Characterization of ascites-derived tumor cells from an endometrial cancer patient

Abstract

Improved treatment outcomes for the endometrial cancer patient requires precision methods to investigate the biology of this disease and clinically relevant models to test treatment drugs. Hence, we applied a personalized platform to investigate whether in vitro and in vivo models could accurately predict effective treatment regimens. We successfully expanded ascites-derived tumor cells from an endometrial cancer patient with malignant ascites using ascites collected prior to chemotherapy treatment. Hematoxylin-eosin and immunohistochemistry staining of ascites-derived tumor cells confirmed the source of endometrial cancer cells. Ascites-derived tumor cells were sensitive to cisplatin and doxorubicin single-agent treatments in CCK-8 assay and 3-D culture, a condition that more closely mimics the in vivo environment. We further showed that ascites-derived tumor cells from this patient could form tumors in NOD/SCID mice with preserved morphological characteristics.

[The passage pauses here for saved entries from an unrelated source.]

PR #1487, opened 2026-05-26
reapi: add reapi_cli_clone()

garlick:
This adds clone capability to the reapi_cli.  The immediate use case is forward simulation in the python scheduling framework.  However, it seems like this could also be useful in future unit tests - for example, set up some graph state (laboriously), then try multiple tests on it that mutate the state, each on a fresh copy?

Anyway, I realize that it will be prohibitively expensive to deep copy a large graph on the scheduler critical path, but (a) maybe forward simulation doesn't always need to be on the critical path, and (b) maybe clone could be optimized in the future with copy-on-write or similar.

Peeled off of
- #1481

### DIFF
--- a/resource/reapi/bindings/c++/reapi_cli_impl.hpp
+++ b/resource/reapi/bindings/c++/reapi_cli_impl.hpp
@@ -566,6 +566,77 @@ resource_query_t::~resource_query_t ()
 {
 }
 
+static void initialize_matchers_and_traversers (resource_query_t *rq)
+{
+    std::string tmp_err = "";
+
+    if (!(rq->matcher = create_match_cb (rq->params.matcher_policy))) {
+        tmp_err = __FUNCTION__;
+        tmp_err += ": ERROR: can't create matcher\n";
+        throw std::runtime_error (tmp_err);
+    }
+    if (rq->set_subsystems_use (rq->params.matcher_name) != 0) {
+        tmp_err = __FUNCTION__;
+        tmp_err += ": ERROR: can't set subsystems\n";
+        throw std::runtime_error (tmp_err);
+    }
+    if (rq->params.prune_filters != ""
+        && rq->matcher->set_pruning_types_w_spec (rq->matcher->dom_subsystem (),
+                                                  rq->params.prune_filters)
+               < 0) {
+        tmp_err = __FUNCTION__;
+        tmp_err += ": ERROR: can't set pruning filters\n";
+        throw std::runtime_error (tmp_err);
+    }
+
+    // Wire a fresh traverser to the new db and matcher.
+    rq->traverser = std::make_shared<dfu_traverser_t> (rq->params.traverser_policy);
+    if (rq->traverser->initialize (rq->db, rq->matcher) != 0) {
+        tmp_err = __FUNCTION__;
+        tmp_err += ": ERROR: can't initialize traverser\n";
+        throw std::runtime_error (tmp_err);
+    }
+
+    // Create fresh writers (stateless: only carry output format config).
+    match_format_t format = match_writers_factory_t::get_writers_type (rq->params.match_format);
+    if (!(rq->writers = match_writers_factory_t::create (format))) {
+        tmp_err = __FUNCTION__;
+        tmp_err += ": ERROR: can't create match writers\n";
+        throw std::runtime_error (tmp_err);
+    }
+}
+
+resource_query_t::resource_query_t (const resource_query_t &o)
+{
+    std::string tmp_err = "";
+
+    params = o.params;
+    m_err_msg = o.m_err_msg;
+    jobid_counter = o.jobid_counter;
+    perf = o.perf;
+    jobs = o.jobs;
+    allocations = o.allocations;
+    reservations = o.reservations;
+
+    // Deep-copy the resource graph database; resource_graph_db_t's copy
+    // constructor rebuilds by_outedges with stable descriptors from the new
+    // graph, preserving all allocation state and up/down status.
+    db = std::make_shared<resource_graph_db_t> (*o.db);
+
+    // Reset vertex colors: deep-copied idata.colors hold old-epoch values
+    // from the source traverser.  initialize() bumps m_color_base, making
+    // the old black values appear black again and causing stop_explore to
+    // skip every vertex in prime_pruning_filter, zeroing subtree planners.
+    resource_graph_t &g = db->resource_graph;
+    vtx_iterator_t vi, vi_end;
+    for (boost::tie (vi, vi_end) = boost::vertices (g); vi != vi_end; ++vi)
+        g[*vi].idata.colors.clear ();
+
+    // Re-create the matcher from the stored policy rather than copying
+    // through the base-class pointer, which would slice the concrete subtype.
+    initialize_matchers_and_traversers (this);
+}
+
 resource_query_t::resource_query_t (const std::string &rgraph, const std::string &options)
 {
     m_err_msg = "";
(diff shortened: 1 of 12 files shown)


resource/reapi/bindings/c++/test/reapi_cli_clone_test.cpp
```diff
@@ -0,0 +1,898 @@
...
+            {"id": "0", "metadata": {"type": "cluster", "basename": "tiny", "name": "tiny0", "size": 1, "paths": {"containment": "/tiny0"}}},
+            {"id": "1", "metadata": {"type": "node", "basename": "node", "name": "node0", "size": 1, "rank": 0, "paths": {"containment": "/tiny0/node0"}}},
+            {"id": "2", "metadata": {"type": "core", "basename": "core", "name": "core0", "size": 1, "id": 0, "rank": 0, "paths": {"containment": "/tiny0/node0/core0"}}}
+        ],
+        "edges": [{"source": "0", "target": "1"}, {"source": "1", "target": "2"}]
+    }
+})";
+
+static const char *tiny_params =
+    "{\"load_format\": \"jgf\", \"matcher_policy\": \"high\", "
```
trws: Raw strings above and below, and escaping here seems a bit out of place.

resource/reapi/bindings/c++/reapi_cli_impl.hpp
```diff
@@ -566,6 +566,86 @@ resource_query_t::~resource_query_t ()
...
+    params.elapse_time = o.params.elapse_time;
+    params.disable_prompt = o.params.disable_prompt;
+    params.flux_hwloc = o.params.flux_hwloc;
+    params.reserve_vtx_vec = o.params.reserve_vtx_vec;
+    m_err_msg = o.m_err_msg;
+    jobid_counter = o.jobid_counter;
+    perf = o.perf;
+    jobs = o.jobs;
+    allocations = o.allocations;
+    reservations = o.reservations;
```
trws: This made me sad, and convinced me to do a bit of digging.  The `r_out` value is never used except to close it. In fact I don't think it's ever even set after some of the refactoring @zekemorton did a while ago.  After #1488 this should be able to be `params = o.params`.

resource/reapi/bindings/c++/reapi_cli_impl.hpp
```diff
@@ -566,6 +566,86 @@ resource_query_t::~resource_query_t ()
...
+        g[*vi].idata.colors.clear ();
+
+    // Re-create the matcher from the stored policy rather than copying
+    // through the base-class pointer, which would slice the concrete subtype.
+    if (!(matcher = create_match_cb (params.matcher_policy))) {
+        tmp_err = __FUNCTION__;
+        tmp_err += ": ERROR: can't create matcher\n";
+        throw std::runtime_error (tmp_err);
+    }
+    matcher->set_matcher_name (params.matcher_name);
```
trws: This is covered by the next line.

resource/reapi/bindings/c++/reapi_cli_impl.hpp
```diff
@@ -566,6 +566,86 @@ resource_query_t::~resource_query_t ()
...
+        throw std::runtime_error (tmp_err);
+    }
+
+    // Create fresh writers (stateless: only carry output format config).
+    match_format_t format = match_writers_factory_t::get_writers_type (params.match_format);
+    if (!(writers = match_writers_factory_t::create (format))) {
+        tmp_err = __FUNCTION__;
+        tmp_err += ": ERROR: can't create match writers\n";
+        throw std::runtime_error (tmp_err);
+    }
```
trws: This block is very close to identical to the corresponding one in the `(graph, options)` constructor, lines 586-645, but just different enough to make them potentially hard to keep in sync. It would make me much more comfortable if they were factored out into a helper function or private method.

resource/reapi/bindings/c/test/reapi_cli_test.c
```diff
@@ -0,0 +1,80 @@
...
+#include <stdbool.h>
+#include <stdint.h>
+#include <stdlib.h>
+#include "resource/reapi/bindings/c/reapi_cli.h"
+#include "resource/policies/base/match_op.h"
+#include "src/common/libtap/tap.h"
+
+static const char *tiny_jgf =
+    "{"
+    "\"graph\": {"
```
trws, line 25: Raw string would be nice here.

resource/reapi/bindings/c/reapi_cli.cpp
```diff
@@ -85,6 +85,33 @@ extern "C" int reapi_cli_initialize (reapi_cli_ctx_t *ctx, const char *rgraph, c
...
+    if (!ctx || !ctx->rqt) {
+        errno = EINVAL;
+        return nullptr;
+    }
+
+    reapi_cli_ctx_t *clone = nullptr;
+    try {
+        clone = new reapi_cli_ctx_t;
+        clone->rqt = new resource_query_t (*ctx->rqt);
+        return clone;
```
trws: This would be better written as:

```c++
auto clone = std::make_unique<reapi_cli_ctx_t>();
clone->rqt = new resource_query_t (*ctx->rqt);
return clone.release();
```

That way the `delete clone` line can be removed from all the catch branches, because the unique_ptr will clean it up on exception, while the release will give out the pointer and stop the unique_ptr from deleting it.

resource/reapi/bindings/c/reapi_cli.cpp
```diff
@@ -85,6 +85,33 @@ extern "C" int reapi_cli_initialize (reapi_cli_ctx_t *ctx, const char *rgraph, c
...
+    } catch (std::runtime_error &) {
+        delete clone;
+        errno = EPROTO;
+        return nullptr;
+    } catch (...) {
+        delete clone;
+        errno = EINVAL;
+        return nullptr;
+    }
+}
```
trws, line 121: This is a good start, but see the above function for saving off the error string from the `.what` member.
This should include a branch for system_error before the runtime_error branch like this:

```c++
} catch (std::system_error &e) {
  errno = e.code();
  ctx->err_msg += __FUNCTION__;
  ctx->err_msg += ": System error: " + std::string (e.what ()) + "\n";
  return nullptr;
}
```

I'm making a note to make a nice general catch for this file to use, having to redo this over and over is really rough.

resource/schema/infra_data.cpp
```diff
@@ -162,6 +162,7 @@ relation_infra_t::relation_infra_t (const relation_infra_t &o) : infra_base_t (o
     m_needs = o.m_needs;
     m_sequence_number = o.m_sequence_number;
     m_exclusive = o.m_exclusive;
+    m_weight = o.m_weight;
 }
```
trws: This is why I hate these things. 😭 

I'm trying to squash them as I find them, would you mind replacing this and the one below with this:
```suggestion
relation_infra_t::relation_infra_t (const relation_infra_t &o) = default;
```

Replacing the body of the method with `= default;` will make the compiler generate the copy and assignment constructors using the appropriate copy for all bases and members, and we'll never have this problem again.

trws (changes requested):

resource/reapi/bindings/c/reapi_cli.cpp
garlick: Hmm, but the error doesn't apply to the source `ctx` (it is presumably fine) so is storing it there OK?

trws: I'm thinking we treat it much the way errors are treated on a cuda queue for example.  While it isn't specific to the target object, it's the only way we have to persist that error data that's specific to this calling context without making a global or thread_local, which I'd rather avoid, so I think it's alright.  It's mainly important for the `runtime_error`, where without the message it could be any of at least a dozen things.

resource/reapi/bindings/c++/test/reapi_cli_clone_test.cpp
garlick: TIL! :joy:

resource/reapi/bindings/c++/reapi_cli_impl.hpp
garlick: Great point, will fix.

resource/reapi/bindings/c/test/reapi_cli_test.c
garlick: Yes they would (!) but it's a C test. :shrug:

Edit: hmm, well it could be converted I suppose.  However it's testing a C interface so it seems appropriate to do that with a C test.  Thoughts?

trws: Blarg, quite right.  Until we get on c23 so we can use `#embed` I guess that's the best we have.  Not sure why they refuse to take the raw string syntax but... 🤷

garlick:
Thanks for the fast turnaround on that review and the constructive feedback!  I've pushed the suggested changes as fixups - if they look good, LMK and I'll squash.  Also rebased on master after your `r_out` RP was merged.

trws (approved):
Thanks for the quick fixes, this looks great!

I've been looking into whether we can make the graph itself an immutable datastructure recently, if that pans out we could do the clone pretty cheaply.  Certainly doesn't hurt to wire it all through regardless.

garlick:
Merci!  Squashed fixups and I'll set MWP.

PR #1488, opened 2026-05-26
Remove r_out

trws:
in #1487 @garlick noted that `r_out` can't be copy constucted, which is true, but it's also unused. Excise it so we can clean some things up.

I also ran into a header resolution issue exposed by the new errno test as part of this, reapi_cli was inappropriately marking its dependence on flux::core as private.


garlick (approved):
LGTM!

minor: there's a loose CMakeLists.txt whitespace change in the r_out commit (could drop that)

A remarkable concordance between the clinical response of cisplatin and the results of in vitro and in vivo drug tests reflected the reliability of our personalized approach in this case. Together, our results indicated that an effective platform for ex vivo and in vivo culture of ascites-derived tumor cells from our endometrial cancer patient could be applied to identify treatment options, and may be commonly used in treating cancer patients with malignant ascites in the future.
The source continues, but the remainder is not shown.